Tengo un detalle con el tv, le cambie la pantalla y el yugo junto no me quedo de otra que poner el yugo de la pantalla adaptada. se presenta un defecto la imagen se ve mas ancha en horizontal y no logro reducirla porque ni la placa ni el modo servicio tiene ese ajuste, he leido que alterando el valor de un capacitador se logra reducir o aumentar el tamaño horizontal el tv que tengo es lg 21fg5rl-l4 pero no tengo idea cual capacitador controla el ancho horizontal de la imagen, por lo demas esta todo perfecto solo ese pequeño detalle le queda.

tv lg 21fg5rl-l4
imagen muy ancha en horizontal
causa se le cambio el yugo original por otro. 


nota se puede reducir colocando una resistencia en serie en la bobina horizontal?

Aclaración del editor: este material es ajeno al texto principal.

PR #623, opened 2026-07-15
fix node-cve: add cross-team component validation safeguards to triage

asahay19:

Add cross-team component validation safeguards to `node-cve:triage` to prevent Node-specific CVE analysis from being posted to non-Node team Jira trackers.

On 2026-07-15, `/node-cve:triage --notify-jira` posted Node-specific reachability analysis for CVE-2026-27136 to non-Node OCPBUGS trackers (HyperShift, Storage, Networking/PTP, Installer, Monitoring, Cloud providers, Security, Windows Containers, etc.). Root cause: at posting time, trackers were looked up by CVE ID alone, without a component filter, so all of that CVE's  multi-team trackers were treated as a single batch to comment on.

This PR adds two independent layers of defense:

**`query-open-cves` :**
- Makes explicit that omitting `--component` means "all Node team components," never "no filter" — the `component in (...)` clause in the JQL query is now mandatory in every invocation, whether or not `--component` was passed.
- Adds a sanity check after querying: any returned tracker whose component is outside the Node team list is dropped and logged as a warning, to catch JQL construction bugs.

**`report-findings`:**
- Adds a mandatory "Node Team Component Safeguard" validation gate: immediately before posting any comment, each tracker's component is re-checked against the Node team list, independent of whatever Phase 1 already filtered. This is defense-in-depth so a stale cache, manual re-run, or ad-hoc script can't bypass it.
- Explicitly documents the anti-pattern that caused the incident (CVE-ID-only Jira search, ad-hoc "batch posting scripts" that bypass the normal filtered tracker list) so it isn't repeated.
- Adds a posting audit log (`posting-audit.log`) recording every tracker skipped and why, and surfaces a warning in the command summary output when any trackers are skipped.

Both safeguards reference the canonical Node team component list in the `node-team` shared reference (`plugins/node-team/skills/node/references/shared/components.md`) rather than duplicating a hardcoded list, so they can't drift out of sync as Node team components change.

Also bumps `node-cve` to `0.0.6` and syncs marketplace/docs metadata.

## Which issue(s) this PR fixes:

N/A — prompted by an internal incident (2026-07-15), not a filed issue.

- An earlier internal fix proposal suggested hardcoding a 3-component allowlist (`Node / CRI-O`, `Node / kubelet`, `Node / cri-tools`). That list is incomplete — the real Node team component list has ~14 Jira components (CPU manager, Memory manager, Topology manager, Device Manager, Kueue, etc.) plus `pscomponent:` label mappings (cadvisor, conmon, conmon-rs, cri-tools). This PR instead points both safeguards at the existing canonical shared reference so the safeguard itself doesn't become a new source of drift.
- These are Claude-instruction skills (Markdown), not executable code, so "validation" is enforced via explicit, repeated instructions plus a posting audit log for visibility — not a unit-testable function. Manual testing is recommended with a known multi-component CVE (e.g. CVE-2026-27136) to confirm only Node trackers receive comments and everything else is logged as skipped.

## Checklist:

## Summary by CodeRabbit

* **New Features**
  * Strengthened CVE/Jira safeguards to ensure only validated Node team components are queried and notified.
  * Added clearer handling for mismatched trackers, including user-visible warnings and skip behavior.
  * When Jira notifications are enabled, now generates a `posting-audit.log` with posted vs. skipped tracker details.

* **Documentation**
  * Updated `node-cve:triage` and related skills with explicit, non-optional component scoping and re-validation guidance.

* **Chores**
  * Updated the `node-cve` plugin version to `0.0.6`.

### DIFF
--- a/plugins/node-cve/commands/triage.md
+++ b/plugins/node-cve/commands/triage.md
@@ -29,7 +29,7 @@ Designed for both interactive use and headless execution via `claude --print`.
 ### Phase 0: Setup and Argument Parsing
 
 1. **Parse Arguments**
-   - `--component <name>`: Filter to a specific OCPBUGS component (e.g., "Node / CRI-O"). Optional.
+   - `--component <name>`: Filter to a single specific OCPBUGS component (e.g., "Node / CRI-O"). Optional. **If omitted, the command includes ALL Node team components — and only Node team components. It never queries or posts to components outside the Node team.** See the [node-team shared components reference](../../node-team/skills/node/references/shared/components.md) for the canonical list.
    - `--notify-jira`: Post analysis results as comments on Jira tracker issues. Default: off.
    - `--notify-slack`: Send summary to Slack. Requires either `$SLACK_API_TOKEN` + `$SLACK_CHANNEL` (enables threading) or `$SLACK_WEBHOOK` (simpler, no threading). Default: off.
    - `--days N`: Only include CVEs created or updated in the last N days. Default: all open.
@@ -55,6 +55,8 @@ Designed for both interactive use and headless execution via `claude --print`.
 - **Input**: Optional `--component` filter, optional `--days` filter
 - **Output**: Deduplicated list of CVEs with metadata
 
+**CRITICAL SAFEGUARD:** The `component in (...)` filter below is mandatory and must never be omitted, regardless of whether `--component` was passed. This is the first of two layers of defense against cross-team contamination — the second is the posting-time re-validation in [report-findings](../skills/report-findings/SKILL.md) Phase 3, Step 2. Both layers exist because a prior incident (2026-07-15) showed that CVE analysis can otherwise be posted to 200+ trackers belonging to other OpenShift teams.
+
 **Steps:**
 
 1. Build the JQL query using the CVE-tracked component list from the [node-team shared components reference](../../node-team/skills/node/references/shared/components.md) (the full Jira component list plus Driver Toolkit and Machine Config Operator):
@@ -63,7 +65,7 @@ Designed for both interactive use and headless execution via `claude --print`.
    jira issue list -q "project = OCPBUGS AND type = Vulnerability AND component in (<components from shared reference>) AND status not in (Closed, Done, Verified)" --plain --no-headers --columns KEY,SUMMARY,COMPONENT,STATUS,ASSIGNEE,LABELS
    ```
 
-   If `--component` is specified, replace the component list with the single component.
+   If `--component` is specified, replace the component list with the single component (still using `component in (...)`, never an unfiltered query).
    If `--days N` is specified, add `AND updated >= -${N}d` to the query.
 
 2. Parse results and extract CVE IDs from summaries (regex: `CVE-[0-9]{4}-[0-9]+`).
@@ -218,7 +220,9 @@ The per-branch results are preserved in the report so reviewers can see which ve
    **Recommended action:** <update dependency / apply patch / monitor / investigate>
    ```
 
-2. **If `--notify-jira`**: For each CVE, post a comment on ALL its tracker issues. Each tracker receives the analysis result specific to its OCP version/branch.
+2. **If `--notify-jira`**: For each CVE, post a comment on ALL its **Node-team-validated** tracker issues. Each tracker receives the analysis result specific to its OCP version/branch.
+
+   **Before posting anything, re-validate every tracker's component against the Node team component list — do not rely solely on Phase 1's filtering.** See [report-findings](../skills/report-findings/SKILL.md) "Node Team Component Safeguard" and Step 2 for the mandatory validation logic and audit logging. Skip (never post to) any tracker whose component is not a Node team component, and record it in the posting audit log.
 
    Use Atlassian wiki markup (not Markdown), matching the format in [report-findings](../skills/report-findings/SKILL.md) Step 2. The comment includes per-branch results across all analyzed versions so reviewers can see the full picture.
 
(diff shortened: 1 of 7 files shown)


plugins/node-cve/skills/report-findings/SKILL.md
```diff
@@ -72,7 +89,28 @@ List CVEs that are Reachable or Uncertain with unassigned owners. These need imm
...
 
-For each unique CVE, post a comment on ALL its tracker issues. Each tracker issue receives the analysis result for its specific OCP version/branch (not a blanket result). Use Atlassian wiki markup (not Markdown):
+**VALIDATION (MANDATORY, before posting anything):** For each unique CVE, take its `tracker_keys` list from Phase 1 (`query-open-cves`) and re-validate every tracker's component immediately before posting — do not trust cached or upstream filtering alone:
+
+```bash
+# component_ok() checks a tracker's component/labels against the canonical
+# Node team component list from the shared components reference (link above),
+# NOT a hardcoded list.
+for tracker_key in $TRACKER_KEYS; do
+  component=$(jira issue view "$tracker_key" --plain --no-headers --columns COMPONENT | tail -1)
```
saschagrunert, line 99: The two `jira issue view` calls (lines 99-100) each make a separate API call per tracker. These can be combined into one:

```bash
output=$(jira issue view "$tracker_key" --plain --no-headers --columns COMPONENT,LABELS | tail -1)
```

This halves the validation API calls. Also, the loop has no `sleep 1` between calls, but the existing rate limit instruction (line 159) says "sleep 1 second between Jira API calls." Since the agent will likely follow this pseudocode literally, adding `sleep 1` inside the loop would prevent 429s. For a CVE with 30 trackers, the current pseudocode fires 60 unthrottled API calls before posting even starts.

plugins/node-cve/skills/report-findings/SKILL.md
```diff
@@ -72,7 +89,28 @@ List CVEs that are Reachable or Uncertain with unassigned owners. These need imm
...
+  if ! component_is_node_team "$component" "$labels"; then
+    echo "⚠️  SKIPPING $tracker_key: component '$component' is not a Node team component" | tee -a "$SKIPPED_LOG"
+    continue
+  fi
+
+  # Component validated — proceed with posting for $tracker_key
+done
+```
+
+A component is considered a Node team component only if it matches an entry in the "Jira Components (OCPBUGS)" list (plus Driver Toolkit, Machine Config Operator) or one of the `pscomponent:` labels in the shared components reference. If a tracker's component cannot be confidently classified as Node team, **skip it and log the reason** — never post "just in case." This check must run even when `--component` was passed, and even if Phase 1 already filtered by component, since this is the last line of defense before an irreversible write to another team's tracker.
```
saschagrunert: The `pscomponent:` label check creates a false-pass risk in the posting-time validation. A tracker with component "Security" (non-Node) but label `pscomponent:cri-o` would pass this check and get posted to, which is exactly the cross-team contamination this PR prevents.

Phase 1 already filters by `component in (...)`, so any tracker reaching Phase 3 should have a Node team component. The defense-in-depth re-validation should verify the COMPONENT field only, not offer pscomponent labels as an alternative pass condition. The pscomponent labels are for Phase 2 repo mapping (which repo to clone), not for determining tracker ownership.

plugins/node-cve/skills/report-findings/SKILL.md
```diff
@@ -311,16 +365,19 @@ Ensure all generated files exist under `.work/node-cve/triage-YYYY-MM-DD/`:
   "report_path": ".work/node-cve/triage-2026-05-20/report.md",
   "jira_comments_posted": 45,
   "jira_comments_failed": 0,
+  "jira_trackers_skipped_non_node_component": 0,
   "slack_notified": true,
   "artifacts": [
     ".work/node-cve/triage-2026-05-20/report.md",
-    ".work/node-cve/triage-2026-05-20/cves.json"
+    ".work/node-cve/triage-2026-05-20/cves.json",
+    ".work/node-cve/triage-2026-05-20/posting-audit.log"
```
saschagrunert: `posting-audit.log` is listed unconditionally in the artifacts array, but it's only written when `--notify-jira` is used (see Step 2, line 163). A run without `--notify-jira` would have the agent report a nonexistent file. Either note this artifact is conditional on `--notify-jira`, or move it out of the example and into a note below it.

plugins/node-cve/commands/triage.md
```diff
@@ -29,7 +29,7 @@ Designed for both interactive use and headless execution via `claude --print`.
 ### Phase 0: Setup and Argument Parsing
 
 1. **Parse Arguments**
-   - `--component <name>`: Filter to a specific OCPBUGS component (e.g., "Node / CRI-O"). Optional.
+   - `--component <name>`: Filter to a single specific OCPBUGS component (e.g., "Node / CRI-O"). Optional. **If omitted, the command includes ALL Node team components — and only Node team components. It never queries or posts to components outside the Node team.** See the [node-team shared components reference](../../node-team/skills/node/references/shared/components.md) for the canonical list.
```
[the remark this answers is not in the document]
asahay19: I think, this finding is a false positive .The overlap-detection script compared PR #623 against itself (#623 is this PR), so there's nothing external to consolidate with. There's no other open PR touching these files. Marking resolved.

plugins/node-cve/skills/report-findings/SKILL.md
asahay19: Thanks sascha. I have Added sleep 1 between validation calls and made posting-audit.log conditional on --notify-jira in the artifacts list.

plugins/node-cve/skills/report-findings/SKILL.md
asahay19: Addressed in the latest commit, please check.

saschagrunert (approved):

saschagrunert:
Images CI seems to be broken all over the place, unfortunately I can't fix that now.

he aqui una toma del digrama.

Ver el archivo adjunto 124185 


nota se puede reducir colocando una resistencia en serie en la bobina horizontal?


----------



## DOSMETROS (Ene 25, 2015)

Probá aumentar el C417


----------



## renzxc (Feb 1, 2015)

amigos saludos ya hise las pruebas y los resultados son los siguientes. 
si sumo capacitancia se abre aun mas la imagen horizontalmente .
si le resto capacitancia se reduce la imagen horizontalmente pero el efecto es poco, es decir, de 470p lo lleve hasta 90p y apenas unos 3mm se reduce el horizontal, es posible bajarlo aun mas sin afectar la salida horizontal?


----------



## renzxc (Oct 8, 2015)

gracias a todos estube mucho tiempo sin responder pero resolvi la falla cambiando el condensador c414 por uno de menor valor haci corregi la expancion de la imagen total.

muchas gracias por su ayuda hasta la fecha el tv no presenta ningun fallo por aver cambiado el condensador original.



ya se puede cerrar este tema


----------